[[ ENTRIES SHOWN, beginning ]]
Issue #1782, opened 2025-03-05
[Change Request] Devspace is linked to pods, not services


bartvanb:
**Description**
When implementing #1779, I found out that the ports that we are attaching the devspace to, are ports of the pods (double check that it's not the container!). It would be nicer if the services were used directly, because this way we are not testing that the services are configured properly in the dev environment. But we need to find out whether this is also possible with devspaces

CunliangGeng:
It's not possible to fort forward a k8s service in devspace. Alternatively, we could manually use `kubectl port-forward svc/myservice ...` to forward a service.

But you may not want to forward all services (except the UI one), because most services (`ClusterIP` type) are only used by pods within the k8s cluster. 

As for the UI service, I think we should change its type from `ClusterIP` to `NodePort` or `LoadBalancer`, this will make the service directly reachable from outside of the k8s cluster (so we don't need port forward any more in devspace for UI).

bartvanb:
Cool that you found a way to forward the service! I feel like I don't know enough at present about the k8s services so can't comment on whether using `NodePort` or `LoadBalancer` is appropriate - maybe @hcadavid / @frankcorneliusmartin can comment?

I do think that in a development environment it's nice not to only be able to access the UI via localhost. E.g. it's nice to be able to use postman or something to access endpoints of the server / algorithm store separately. So I would suggest doing the same for server and store as well (and it would also be nice to be able to access the database, there are also issues for that somewhere)

bartvanb:
Let me clarify myself: What I understood from Cunliang's post was that he intended the UI to be available on localhost:7600 but that the server and algorithm store would no longer be available on localhost:7601 and localhost:7602, as is the case at present. The assumption was that the server and store are only used internally. 
My point is that I *do* want server+store to remain available on localhost, because one might not just use UI but could also use a Python client to test stuff (or even use the API directly via e.g. Postman), and then they are required to be exposed. I get that you might then use the Cluster IP address but that is inconvenient because it's not fixed so you need to look it up and change it every time.

CunliangGeng:
>Let me clarify myself: What I understood from Cunliang's post was that he intended the UI to be available on localhost:7600 but that the server and algorithm store would no longer be available on localhost:7601 and localhost:7602, as is the case at present. The assumption was that the server and store are only used internally.

Some misunderstandings here. The server and algorithm store are still available on localhost:7601 and localhost:7602, but they are forwarded directly from pods instead of from services:
[...]

PR #1925, opened 2025-05-08
Change/1782 port forward UI k8s service

CunliangGeng:
Solve #1782.

Note that:
1. Docker k8s supports load balancer, so the external IP would be `localhost` for dev env
2. Microk8s does does not natively have load balancer, so to use LoadBalancer service for dev env, you can use https://metallb.io/ to enable load balancer, or use `kubectl port-forward svc/vantage6-server-vantage6-frontend-service  7600:7600` to port forwarding the service. (these should be put to doc)

### DIFF
--- a/charts/server/values.yaml
+++ b/charts/server/values.yaml
@@ -98,7 +98,5 @@ ui:
 
   # The image of the UI
   image: harbor2.vantage6.ai/infrastructure/ui:latest
-
-
-
-
+  # External port for the UI
+  port: 7600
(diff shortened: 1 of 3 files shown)


charts/server/values.yaml
```diff
@@ -98,7 +98,5 @@ ui:
 
   # The image of the UI
   image: harbor2.vantage6.ai/infrastructure/ui:latest
-
-
-
-
+  # External port for the UI
```
frankcorneliusmartin, line 101: I would call this `service` port, as it is not to be confused with the port that is used by the user. Typically a nginx ingress would define that port.

frankcorneliusmartin (approved):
[[ ENTRIES SHOWN, end ]]
● EXERCISE GOAL: When a line of the records holds the word "yaml", copy that line.

● RESPONSE TO THE TASK:
--- a/charts/server/values.yaml
+++ b/charts/server/values.yaml
charts/server/values.yaml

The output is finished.